A new Cornell research published in the journal Eating Behaviors revealed that 90 % of the 310 college female subjects would like to be thinner. Moreover, 50 % of underweight women want to be even skinnier or to remain in the unhealthy skinny 'state', while the majority of the overweight women don't want to lose weight in order to turn more healthy.

"The majority of underweight females, closer in body size to the thin cultural ideal, consider their body weight 'about right, even though experts have deemed these body weights unhealthful," said Jeffery Sobal, Cornell professor of nutritional sociology in Cornell's College of Human Ecology.

78 % of the overweight male subjects also expressed the will to lose weight, but only 46 % down to a healthy value, so in fact many appreciate their overweight.

"Because they don't meet the societal ideals propagated by the media and advertising for body weight, they are often targets of discrimination within educational, workplace and health-care settings and are stigmatized as lazy, lacking self-discipline and unmotivated. These factors have led many people to be dissatisfied with their bodies," said co-author Dr. Lori Neighbors, assistant professor of nutrition at the University of Wisconsin, Milwaukee.

Men and women alike were not satisfied with their weight by an average of 8 pounds (3.6 kg).
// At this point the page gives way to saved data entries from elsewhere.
PR #259, opened 2019-11-04
Feature/faster sss trajectories

LoyVanBeek:
- fixes https://github.com/mojin-robotics/cob4/issues/1277

TODO in this PR:

- [x] Take velocity and acceleration of each joint into account instead of 1 velocity and 1 acceleration for all joints
- [x] Get velocity limits from URDF. <strike>Not sure yet how to get relation between joint name and index in goal position array </strike>
- [x] Allow velocity scaling

### DIFF
--- a/cob_script_server/src/simple_script_server/simple_script_server.py
+++ b/cob_script_server/src/simple_script_server/simple_script_server.py
@@ -635,29 +635,54 @@ class simple_script_server:
 		return (traj_msg, 0)
 
 	def calculate_point_time(self, start_pos, end_pos, default_vel, default_acc):
+		if isinstance(default_vel, float):
+			default_vel = numpy.array([default_vel for _ in start_pos])
+
+		if isinstance(default_acc, float):
+			default_acc = numpy.array([default_acc for _ in start_pos])
+
 		try:
-			d_max = max(list(abs(numpy.array(start_pos) - numpy.array(end_pos))))
-			t1 = default_vel / default_acc
-			s1 = default_acc / 2.0 * t1**2
-			if (2 * s1 < d_max):
-				# with constant velocity phase (acc, const vel, dec)
-				# 1st phase: accelerate from v=0 to v=default_vel with a=default_acc in t=t1
-				# 2nd phase: constante velocity with v=default_vel and t=t2
-				# 3rd phase: decceleration (analog to 1st phase)
-				s2 = d_max - 2 * s1
-				t2 = s2 / default_vel
-				t = 2 * t1 + t2
-			else:
-				# without constant velocity phase (only acc and dec)
-				# 1st phase: accelerate from v=0 to v=default_vel with a=default_acc in t=t1
-				# 2nd phase: missing because distance is to short (we already reached the distance with the acc and dec phase)
-				# 3rd phase: decceleration (analog to 1st phase)
-				t = math.sqrt(d_max / default_acc)
-			point_time = max(t, 0.4)	# use minimal point_time
+			# d_max: Distance traveled in the move by each joint
+			d_max = numpy.abs(numpy.array(start_pos) - numpy.array(end_pos))
+
+			t1 = default_vel / default_acc  # Time needed for joints to accelerate to desired velocity
+			s1 = default_acc / 2.0 * t1**2  # Distance traveled during this time
+
+			t = numpy.zeros_like(d_max)
+
+			for i in range(len(start_pos)):
+				if 2 * s1[i] < d_max[i]:
+					# If we can accelerate and decelerate in less than the total distance, then:
+					# accelerate up to speed, travel at that speed for a bit and then decelerate, a three phase trajectory:
+					# with constant velocity phase (acc, const vel, dec)
+					# 1st phase: accelerate from v=0 to v=default_vel with a=default_acc in t=t1. Need s1 distance for this
+					# 2nd phase: constant velocity with v=default_vel and t=t2
+					# 3rd phase: deceleration (analog to 1st phase). Need s1 distance for this
+					#  ^
+					#  |    __2__
+					#  |   /     \
+					# v|1 /       \ 3
+					#  | /         \
+					#  o--------------->
+					#         t     d_max
+					s2 = d_max[i] - 2 * s1[i]
+					t2 = s2[i] / default_vel[i]
+					t[i] = 2 * t1[i] + t2
+				else:
+					# If we don't have enough distance to get to full speed, then we do
+					# without constant velocity phase (only acc and dec, so a two phase trajectory)
+					# 1st phase: accelerate from v=0 to v=default_vel with a=default_acc in t=t1
+					# 2nd phase: missing because distance is to short (we already reached the distance with the acc and dec phase)
+					# 3rd phase: deceleration (analog to 1st phase)
+					t[i] = numpy.sqrt(d_max[i] / default_acc[i])
+
+			# Instead of deciding per joint if we can do a three or two-phase trajectory,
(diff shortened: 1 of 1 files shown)


fmessmer (dismissed):
looks ok, needs testing on a robot though
@floweisshardt

fmessmer:
@LoyVanBeek @floweisshardt 
what about that special hack regarding https://github.com/ipa320/cob_command_tools/blob/indigo_dev/cob_script_server/src/simple_script_server/simple_script_server.py#L621-L622 where it needs to be decided whether the next trajectory point goes in the same direction for each joint (no stopping) or - at least - one joint changes direction (needs stopping)

floweisshardt:
> @LoyVanBeek @floweisshardt
> what about that special hack regarding https://github.com/ipa320/cob_command_tools/blob/indigo_dev/cob_script_server/src/simple_script_server/simple_script_server.py#L621-L622 where it needs to be decided whether the next trajectory point goes in the same direction for each joint (no stopping) or - at least - one joint changes direction (needs stopping)

I opened another issue for that: https://github.com/mojin-robotics/cob4/issues/1304

fmessmer:
this repo has been released/tagged in the meantime, please rebase

LoyVanBeek:
@floweisshardt 
For the speed scaling: what is the API we want for this? I'd say `sss.move('arm', 'home', blocking=True, speed_scale=0.5)`
This then multiplies each joint velocity with the `speed_scale`

fmessmer:
call it `speed_factor`...default should be `1.0`

I think we should finalize this pr together with #260 
@LoyVanBeek once you have implemented your features, we should create a merged feature branch and test/finalize on hardware...

LoyVanBeek:
Another API design thing:
`simple_script_server` gets a default speed from the parameter server, one speed for all joints whether it s revolute or prismatic etc. 

Getting this from URDF is simple enough, but is likely to be different. Users of the SSS who don't know of this change will get different behavior, with a potentially much faster or slower robot. How to tackle this?

Do we want to use the `default_vel` from the param server for those joints URDF has no velocity for?

LoyVanBeek:
> I think we should finalize this pr together with #260. @LoyVanBeek once you have implemented your features, we should create a merged feature branch and test/finalize on hardware...

Sound like a good idea. What's the best way to do this? Branch off `kinetic-devel`, then merge both these branches into the new branch? Can be 1 merge commit even

cob_script_server/src/simple_script_server/simple_script_server.py
```diff
@@ -634,29 +644,54 @@ def compose_trajectory(self, component_name, parameter_name):
...
-				t = 2 * t1 + t2
-			else:
-				# without constant velocity phase (only acc and dec)
-				# 1st phase: accelerate from v=0 to v=default_vel with a=default_acc in t=t1
-				# 2nd phase: missing because distance is to short (we already reached the distance with the acc and dec phase)
-				# 3rd phase: decceleration (analog to 1st phase)
-				t = math.sqrt(d_max / default_acc)
-			point_time = max(t, 0.4)	# use minimal point_time
+			# d_max: Distance traveled in the move by each joint
+			d_max = numpy.abs(numpy.array(start_pos) - numpy.array(end_pos))
```
fmessmer: this is an array of distances now, not a scalar distance_max anymore...`d_max` name should be adjusted

fmessmer (changes requested):
minor

fmessmer:
giving this PR a try - in gazebo simulation:

Screenshot from 2019-11-12 10-47-19

explanation - bumps from left to right:
 - bump 1 and 2 - are `cob_command_tools/indigo_dev` behavior for `sss.move("torso","back")` and `sss.move("torso","front")`
 - bump 3 and 4 - are `cob_command_tools/feature/faster_sss_trajectories` behavior for `sss.move("torso","back")` and `sss.move("torso","front")`
 - bump 5 - is `cob_command_tools/feature/faster_sss_trajectories` behavior for `sss.move("torso","back",speed_factor=0.5)`
 - bump 6 - is `cob_command_tools/feature/faster_sss_trajectories` behavior for `sss.move("torso","front",speed_factor=0.25)`

fazit:
 - feature works in principle
 - with `speed_factor=1.0` (default) `follow_joint_trajectory` action aborts with `PATH_TOLERANCE_VIOLATED` - at least for gazebo simulation 
    :point_right: note that `follow_joint_trajectory` controller is implemented in a way that it still continues to execute the motion although the action already aborted

:warning: **this is pr is a significant behavior change when used on a robot** :warning: 
i.e. all robot movements will be much faster as the `default_vel` is significantly lower then the `velocity_limits`
this might - in the least - surprise anybody not knowing about the change and - in the worst - lead to damage to robot and customer
thus, we should implement this speedup as a **opt-in** - disabled by default - to keep behavior as is for all current `sss.move` occurences in any robot/scenario and only enable this explicitly where wanted, i.e. `mbl`
this, can be done e.g. by passing another argument to toggle between using `default_vel` or `urdf_vel` - using `default_vel` as default

@LoyVanBeek

cob_script_server/src/simple_script_server/simple_script_server.py
LoyVanBeek: The same goes for all of them actually, numpy makes it look the same of course, but `default_vel`, `default_acc`, `d_max`, `t1`, `s1`, `t` as all arrays. I think the comment is clear about it and I prefer to not make the name more complicated but keep the expressions short.

LoyVanBeek:
As for the latter (optional `urdf_velocity=True`): I was think the same thing yesterday evening, so I'll implement that.

cob_script_server/src/simple_script_server/simple_script_server.py
fmessmer: I rather meant that `d_max` is not even `max` anymore...it's just an array of joint distances...the array part is ok...

fmessmer:
@LoyVanBeek please consider https://github.com/LoyVanBeek/cob_command_tools/pull/1

cob_script_server/src/simple_script_server/simple_script_server.py
```diff
@@ -594,19 +599,71 @@ def compose_trajectory(self, component_name, parameter_name):
...
-			default_vel = 0.1 # rad/s
-			rospy.logwarn("parameter %s does not exist on ROS Parameter Server, using default of %f [rad/sec].",param_string,default_vel)
+		if default_vel: # passed via argument
+			rospy.logdebug("using default_vel from argument")
+			if (type(default_vel) is float) or (type(default_vel) is int):
+				default_vel = numpy.array([default_vel for _ in start_pos])
+			elif (type(default_vel) is list) and (len(default_vel) == len(start_pos)) and all(((type(item) is float) or (type(item) is int)) for item in default_vel):
+				default_vel = default_vel
+			else:
+				rospy.logerr("parameter %s has wrong format (must be float/int or list of float/int) with proper dimensions.")
```
fmessmer: https://github.com/LoyVanBeek/cob_command_tools/pull/1#discussion_r345760065

should be: `argument 'default_vel' has wrong format...`

fmessmer (changes requested):

fmessmer:
@LoyVanBeek 
are you happy with this pr?
I'll try to test and merge today - if it's the case...

LoyVanBeek:
I'm OK with the current code, good to test on real HW. 
A next PR would run a PEP-8-ifyer over the code to fix the formatting.

fmessmer (approved):
tested on `cob4-21` :heavy_check_mark: 

without explicitly setting any of the new arguments `urdf_vel`, `default_vel`, `speed_factor` the behavior is as before...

Men have more varied wishes, as many in fact would like to gain weight.

90 % of the normal-weight women would lose weight still within the healthy weight values, but 10 % would like turning underweight. About half of the overweight women would lose weight to a value that would be still at risk for their health.

"The idealized body weight and shape, especially among underweight females and overweight individuals of both genders, are not in accordance with population-based standards defining healthy body weight. In a society in which excess weight is the norm, it's vital to better understand body dissatisfaction and how this dissatisfaction impacts weight-management efforts." wrote the authors.

"While both men and women express some degree of body dissatisfaction, a surprising proportion of people with less healthy body weights, underweight females and overweight individuals of both genders , do not idealize a body weight that would move them to a more healthy state," said Neighbors.